Modelling runoff components and hydrological processes in glaciated catchments of the inner Tien-Shan, Kyrgyzstan

Abstract

Accurately quantifying runoff sources and understanding hydrological processes in glaciated mountain basins is essential for effective water resource management in the face of climate change. This study aimed to determine the contributions from various runoff sources in glaciated basins within the inner Tien-Shan mountains of Kyrgyzstan by utilizing integrated land surface, glacier energy-mass balance, and river routing models. To account for local topographic influences on solar radiation and cloud transmissivity processes, gridded meteorological forcing data were downscaled. The integrated models were then evaluated against observed discharge, glacier mass balance, and snow water equivalent, with a focus on the Kara-Batkak glacier reference site.

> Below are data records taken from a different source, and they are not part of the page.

PR #231, opened 2024-06-17
Run docker container builds on release

AtomicFS:
OK, this is a bit cumbersome, but it should fix the problem then a new release does not trigger a build of Docker containers.

### DIFF
--- a/.github/workflows/release.yml
+++ b/.github/workflows/release.yml
@@ -16,11 +16,13 @@ on:
       - closed
 
 permissions:
-  contents: write  # To create a new release
+  contents: read
 
 jobs:
-  release:
+  release-golang:
     runs-on: ubuntu-latest
+    permissions:
+      contents: write # To create a new release
     if: startsWith(github.event.pull_request.title, 'Release:') && github.event.pull_request.merged == true
     steps:
       - name: Checkout code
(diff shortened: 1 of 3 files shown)


.github/workflows/release.yml
```diff
@@ -66,3 +68,39 @@ jobs:
...
+
+  release-docker:
+    # There is a depth limit on workflows triggered by workflows to avoid infinite loops.
+    # This release workflow is triggered by merging a Pull Request made by release-prepare workflow.
+    #
+    # In addition the Docker build cannot really happen because of the `paths` filter in `on.push` event config.
+    # I do not want to change that because then we would build Docker containers all the time, which is long and unnecessary.
+    #
+    # And unfortunately a workflow cannot easily trigger another (Docker container builds) because of other GitHub limits.
+    # However it is possible to use API to trigger a workflow. That is what this job is for.
```
MDr164, line 80: I guess we're close to finding every GitHub Actions edgecase with this repo. I'll give it a more detailed review later but so far looks good (for a necessary workaround).

AtomicFS: Yeah, I have a talent for finding edge-cases. Over-complicated GitHub design always gets in the way.

One of the problems is that `paths` in this example applies to both `branches` and `tags`:
```yaml
on:
  push:
    branches: ['main']
    paths: ['docker/**']
    tags: ['v*']
```

I really wanted to do something like:
```yaml
on:
  push:
    branches: ['main']
    paths: ['docker/**']
  push:
    tags: ['v*']
```
But that is not possible.

MDr164: Maybe splitting up the YAMLs with different triggers could get that done but I'm not sure if that looks any cleaner in the end compared to the short API call script here

AtomicFS: Then there would be a lot of copy-paste code.

MDr164 (approved):

PR #232, opened 2024-06-18
feat(action): add option to ignore missing blob files

### LINKED ISSUE #184: Allow `ifdtool_entries` to skip on missing file
Add option to skip item in `ifdtool_entries` if the file is missing.

AtomicFS:
fixes #184 

It can be handy sometimes to ignore if a blob is defined, but the actual file is missing. For example for a matrix builds where one variation needs the blob and another one does not.

### DIFF
--- a/action/recipes/stitching_test.go
+++ b/action/recipes/stitching_test.go
@@ -141,6 +141,12 @@ type makeFile struct {
 }
 
 func (base makeFile) MakeMe() error {
+	log.Printf("Path:       %s", base.Path)
+	log.Printf("Content:    %s", base.Content)
+	log.Printf("SourcePath: %s", base.SourcePath)
+	pwd, _ := os.Getwd()	// nolint:errcheck
+	log.Printf("PWD:        %s", pwd)
+
 	// If file does not exist, make it
 	if _, err := os.Stat(base.Path); os.IsNotExist(err) {
 		if base.Content != "" {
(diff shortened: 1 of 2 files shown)


action/recipes/stitching_test.go
```diff
@@ -141,6 +141,12 @@ type makeFile struct {
 }
 
 func (base makeFile) MakeMe() error {
+	log.Printf("Path:       %s", base.Path)
+	log.Printf("Content:    %s", base.Content)
+	log.Printf("SourcePath: %s", base.SourcePath)
+	pwd, _ := os.Getwd()
```
MDr164, line 147: I'm surprised the linter didn't complain here about the ignored error. It's totally fine here to drop it but still odd that you didn't need `nolint:errcheck`

action/recipes/stitching_test.go
```diff
@@ -141,6 +141,12 @@ type makeFile struct {
 }
 
 func (base makeFile) MakeMe() error {
+	log.Printf("Path:       %s", base.Path)
```
MDr164, line 144: I'm not fully in the loop in regards of logging. Did we switch to slog or is log still the way to go?

AtomicFS: Normally we use `slog`, but in tests we use `log`.

action/recipes/stitching_test.go
AtomicFS: True, not sure why that is, so I added `nolint:errcheck` to future-proof this.

action/recipes/stitching_test.go
MDr164: Totally overlooked that this is a test file. It makes no big difference but maybe we should use `t.Log()` but that would require this function to also take `*testing.T` as an input parameter and might be out of scope for this PR.

AtomicFS: `t.Log()` might be better than `slog`. I will put this into my todo list with low priority.

MDr164 (approved):

PR #264, opened 2024-07-15
fix(ci): remove on submitted review trigger

AtomicFS:
It is just causing doubling of CIs of each PR.


AtomicFS:
Never mind, it is still needed :(

PR #265, opened 2024-07-15
fix(ci): skip on all reviews except when the release PR

AtomicFS:
- it is just doubling number of CIs of each PR
- we have this only because the release PR does not trigger corectly workflows, because we have too many nested triggers I think (github has a limit to prevent infinite loops)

Shortwave radiation correction was particularly important for improving the accuracy of model simulations. The results indicate that the peak glacier melt contribution occurs in July and August, with some basins reaching up to 54%. On an annual basis, the average contribution from glaciers across the basins was found to be 19%, while the ratios of snowmelt and rainfall were 58% and 23%, respectively. This study highlights the utility of integrated modelling approaches in understanding and quantifying runoff components in data-scarce high mountain regions. The incorporation of observed glacier data proved to be crucial for accurately representing hydrological processes under current climatic conditions. These findings underscore the significance of considering glacier dynamics and their influence on water resources to inform effective water management strategies in glaciated mountain basins.